** MATERIAL PROVIDED follows **

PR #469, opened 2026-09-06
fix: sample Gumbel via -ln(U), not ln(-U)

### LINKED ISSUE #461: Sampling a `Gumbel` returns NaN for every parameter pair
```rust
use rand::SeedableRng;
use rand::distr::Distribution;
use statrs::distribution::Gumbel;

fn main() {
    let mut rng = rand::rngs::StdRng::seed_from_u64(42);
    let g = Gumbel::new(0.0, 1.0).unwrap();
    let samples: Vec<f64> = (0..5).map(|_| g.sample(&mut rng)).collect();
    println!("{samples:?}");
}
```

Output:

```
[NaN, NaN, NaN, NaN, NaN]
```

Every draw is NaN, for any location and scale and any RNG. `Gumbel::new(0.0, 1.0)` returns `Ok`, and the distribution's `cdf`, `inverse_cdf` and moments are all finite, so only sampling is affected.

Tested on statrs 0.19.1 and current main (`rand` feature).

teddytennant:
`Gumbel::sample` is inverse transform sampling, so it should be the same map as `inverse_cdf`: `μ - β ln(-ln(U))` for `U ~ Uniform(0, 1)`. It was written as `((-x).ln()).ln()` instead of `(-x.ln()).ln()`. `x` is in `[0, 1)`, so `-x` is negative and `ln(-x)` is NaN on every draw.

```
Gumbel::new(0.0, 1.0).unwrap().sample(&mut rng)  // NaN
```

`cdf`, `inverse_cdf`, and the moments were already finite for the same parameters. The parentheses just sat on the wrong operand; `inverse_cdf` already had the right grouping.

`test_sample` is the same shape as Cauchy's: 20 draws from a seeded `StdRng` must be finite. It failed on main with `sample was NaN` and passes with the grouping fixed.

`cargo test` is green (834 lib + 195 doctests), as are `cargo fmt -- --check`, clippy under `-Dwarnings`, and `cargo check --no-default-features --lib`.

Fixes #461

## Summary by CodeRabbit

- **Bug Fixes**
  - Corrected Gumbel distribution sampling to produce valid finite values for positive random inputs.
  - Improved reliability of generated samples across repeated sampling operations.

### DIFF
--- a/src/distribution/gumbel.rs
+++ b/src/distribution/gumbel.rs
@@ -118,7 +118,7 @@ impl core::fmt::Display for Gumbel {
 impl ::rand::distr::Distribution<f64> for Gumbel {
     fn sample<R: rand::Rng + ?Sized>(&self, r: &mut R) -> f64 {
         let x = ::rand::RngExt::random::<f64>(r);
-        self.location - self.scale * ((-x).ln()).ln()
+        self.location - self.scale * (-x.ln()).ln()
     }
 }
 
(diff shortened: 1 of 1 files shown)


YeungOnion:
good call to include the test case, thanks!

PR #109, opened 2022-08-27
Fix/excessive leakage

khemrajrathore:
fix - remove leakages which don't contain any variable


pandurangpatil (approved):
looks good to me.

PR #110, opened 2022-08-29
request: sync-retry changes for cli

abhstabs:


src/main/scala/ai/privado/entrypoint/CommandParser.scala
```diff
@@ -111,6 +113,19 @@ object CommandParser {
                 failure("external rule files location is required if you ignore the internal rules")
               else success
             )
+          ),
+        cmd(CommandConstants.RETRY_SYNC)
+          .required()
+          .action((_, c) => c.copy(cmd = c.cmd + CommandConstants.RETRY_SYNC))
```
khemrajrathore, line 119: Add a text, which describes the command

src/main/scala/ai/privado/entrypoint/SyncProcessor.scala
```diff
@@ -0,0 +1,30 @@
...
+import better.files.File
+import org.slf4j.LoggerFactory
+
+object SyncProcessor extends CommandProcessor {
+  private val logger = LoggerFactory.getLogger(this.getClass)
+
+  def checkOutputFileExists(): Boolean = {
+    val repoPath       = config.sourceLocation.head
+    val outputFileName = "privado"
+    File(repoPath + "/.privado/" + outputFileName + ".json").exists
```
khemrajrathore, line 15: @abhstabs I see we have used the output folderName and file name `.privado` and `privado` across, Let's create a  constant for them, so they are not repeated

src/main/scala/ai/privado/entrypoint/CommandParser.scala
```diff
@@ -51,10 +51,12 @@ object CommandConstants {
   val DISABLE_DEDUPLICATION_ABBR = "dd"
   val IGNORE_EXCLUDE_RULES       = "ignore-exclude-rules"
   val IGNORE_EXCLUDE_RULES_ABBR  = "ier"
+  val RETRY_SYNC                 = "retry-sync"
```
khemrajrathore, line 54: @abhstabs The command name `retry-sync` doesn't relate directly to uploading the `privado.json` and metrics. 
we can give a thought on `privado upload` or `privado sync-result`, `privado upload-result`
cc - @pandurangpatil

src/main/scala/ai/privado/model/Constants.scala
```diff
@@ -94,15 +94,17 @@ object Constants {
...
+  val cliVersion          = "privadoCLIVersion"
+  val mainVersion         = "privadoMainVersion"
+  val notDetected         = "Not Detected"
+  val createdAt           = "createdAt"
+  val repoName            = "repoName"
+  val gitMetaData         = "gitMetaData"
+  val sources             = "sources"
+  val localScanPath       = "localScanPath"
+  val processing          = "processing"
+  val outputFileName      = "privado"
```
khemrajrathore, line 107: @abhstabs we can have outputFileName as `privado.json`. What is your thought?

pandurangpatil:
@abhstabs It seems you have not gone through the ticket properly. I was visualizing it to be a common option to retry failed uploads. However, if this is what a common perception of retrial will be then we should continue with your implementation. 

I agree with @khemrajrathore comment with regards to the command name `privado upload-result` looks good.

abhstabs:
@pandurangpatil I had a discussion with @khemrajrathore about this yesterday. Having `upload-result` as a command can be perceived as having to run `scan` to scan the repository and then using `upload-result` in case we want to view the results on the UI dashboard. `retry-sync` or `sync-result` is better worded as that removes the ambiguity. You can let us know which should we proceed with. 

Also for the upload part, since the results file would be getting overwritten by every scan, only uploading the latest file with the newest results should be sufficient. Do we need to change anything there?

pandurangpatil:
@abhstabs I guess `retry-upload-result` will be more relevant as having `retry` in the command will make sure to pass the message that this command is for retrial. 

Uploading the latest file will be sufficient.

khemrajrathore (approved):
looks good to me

** End of MATERIAL PROVIDED **

• **WHAT THE TASK ASKS**
Everything in the records must be returned exactly.

• **RESULT**
PR #469, opened 2026-09-06
fix: sample Gumbel via -ln(U), not ln(-U)

### LINKED ISSUE #461: Sampling a `Gumbel` returns NaN for every parameter pair
```rust
use rand::SeedableRng;
use rand::distr::Distribution;
use statrs::distribution::Gumbel;

fn main() {
    let mut rng = rand::rngs::StdRng::seed_from_u64(42);
    let g = Gumbel::new(0.0, 1.0).unwrap();
    let samples: Vec<f64> = (0..5).map(|_| g.sample(&mut rng)).collect();
    println!("{samples:?}");
}
```

Output:

```
[NaN, NaN, NaN, NaN, NaN]
```

Every draw is NaN, for any location and scale and any RNG. `Gumbel::new(0.0, 1.0)` returns `Ok`, and the distribution's `cdf`, `inverse_cdf` and moments are all finite, so only sampling is affected.

Tested on statrs 0.19.1 and current main (`rand` feature).

teddytennant:
`Gumbel::sample` is inverse transform sampling, so it should be the same map as `inverse_cdf`: `μ - β ln(-ln(U))` for `U ~ Uniform(0, 1)`. It was written as `((-x).ln()).ln()` instead of `(-x.ln()).ln()`. `x` is in `[0, 1)`, so `-x` is negative and `ln(-x)` is NaN on every draw.

```
Gumbel::new(0.0, 1.0).unwrap().sample(&mut rng)  // NaN
```

`cdf`, `inverse_cdf`, and the moments were already finite for the same parameters. The parentheses just sat on the wrong operand; `inverse_cdf` already had the right grouping.

`test_sample` is the same shape as Cauchy's: 20 draws from a seeded `StdRng` must be finite. It failed on main with `sample was NaN` and passes with the grouping fixed.

`cargo test` is green (834 lib + 195 doctests), as are `cargo fmt -- --check`, clippy under `-Dwarnings`, and `cargo check --no-default-features --lib`.

Fixes #461

## Summary by CodeRabbit

- **Bug Fixes**
  - Corrected Gumbel distribution sampling to produce valid finite values for positive random inputs.
  - Improved reliability of generated samples across repeated sampling operations.

### DIFF
--- a/src/distribution/gumbel.rs
+++ b/src/distribution/gumbel.rs
@@ -118,7 +118,7 @@ impl core::fmt::Display for Gumbel {
 impl ::rand::distr::Distribution<f64> for Gumbel {
     fn sample<R: rand::Rng + ?Sized>(&self, r: &mut R) -> f64 {
         let x = ::rand::RngExt::random::<f64>(r);
-        self.location - self.scale * ((-x).ln()).ln()
+        self.location - self.scale * (-x.ln()).ln()
     }
 }
 
(diff shortened: 1 of 1 files shown)


YeungOnion:
good call to include the test case, thanks!

PR #109, opened 2022-08-27
Fix/excessive leakage

khemrajrathore:
fix - remove leakages which don't contain any variable


pandurangpatil (approved):
looks good to me.

PR #110, opened 2022-08-29
request: sync-retry changes for cli

abhstabs:


src/main/scala/ai/privado/entrypoint/CommandParser.scala
```diff
@@ -111,6 +113,19 @@ object CommandParser {
                 failure("external rule files location is required if you ignore the internal rules")
               else success
             )
+          ),
+        cmd(CommandConstants.RETRY_SYNC)
+          .required()
+          .action((_, c) => c.copy(cmd = c.cmd + CommandConstants.RETRY_SYNC))
```
khemrajrathore, line 119: Add a text, which describes the command

src/main/scala/ai/privado/entrypoint/SyncProcessor.scala
```diff
@@ -0,0 +1,30 @@
...
+import better.files.File
+import org.slf4j.LoggerFactory
+
+object SyncProcessor extends CommandProcessor {
+  private val logger = LoggerFactory.getLogger(this.getClass)
+
+  def checkOutputFileExists(): Boolean = {
+    val repoPath       = config.sourceLocation.head
+    val outputFileName = "privado"
+    File(repoPath + "/.privado/" + outputFileName + ".json").exists
```
khemrajrathore, line 15: @abhstabs I see we have used the output folderName and file name `.privado` and `privado` across, Let's create a  constant for them, so they are not repeated

src/main/scala/ai/privado/entrypoint/CommandParser.scala
```diff
@@ -51,10 +51,12 @@ object CommandConstants {
   val DISABLE_DEDUPLICATION_ABBR = "dd"
   val IGNORE_EXCLUDE_RULES       = "ignore-exclude-rules"
   val IGNORE_EXCLUDE_RULES_ABBR  = "ier"
+  val RETRY_SYNC                 = "retry-sync"
```
khemrajrathore, line 54: @abhstabs The command name `retry-sync` doesn't relate directly to uploading the `privado.json` and metrics. 
we can give a thought on `privado upload` or `privado sync-result`, `privado upload-result`
cc - @pandurangpatil

src/main/scala/ai/privado/model/Constants.scala
```diff
@@ -94,15 +94,17 @@ object Constants {
...
+  val cliVersion          = "privadoCLIVersion"
+  val mainVersion         = "privadoMainVersion"
+  val notDetected         = "Not Detected"
+  val createdAt           = "createdAt"
+  val repoName            = "repoName"
+  val gitMetaData         = "gitMetaData"
+  val sources             = "sources"
+  val localScanPath       = "localScanPath"
+  val processing          = "processing"
+  val outputFileName      = "privado"
```
khemrajrathore, line 107: @abhstabs we can have outputFileName as `privado.json`. What is your thought?

pandurangpatil:
@abhstabs It seems you have not gone through the ticket properly. I was visualizing it to be a common option to retry failed uploads. However, if this is what a common perception of retrial will be then we should continue with your implementation. 

I agree with @khemrajrathore comment with regards to the command name `privado upload-result` looks good.

abhstabs:
@pandurangpatil I had a discussion with @khemrajrathore about this yesterday. Having `upload-result` as a command can be perceived as having to run `scan` to scan the repository and then using `upload-result` in case we want to view the results on the UI dashboard. `retry-sync` or `sync-result` is better worded as that removes the ambiguity. You can let us know which should we proceed with. 

Also for the upload part, since the results file would be getting overwritten by every scan, only uploading the latest file with the newest results should be sufficient. Do we need to change anything there?

pandurangpatil:
@abhstabs I guess `retry-upload-result` will be more relevant as having `retry` in the command will make sure to pass the message that this command is for retrial. 

Uploading the latest file will be sufficient.

khemrajrathore (approved):
looks good to me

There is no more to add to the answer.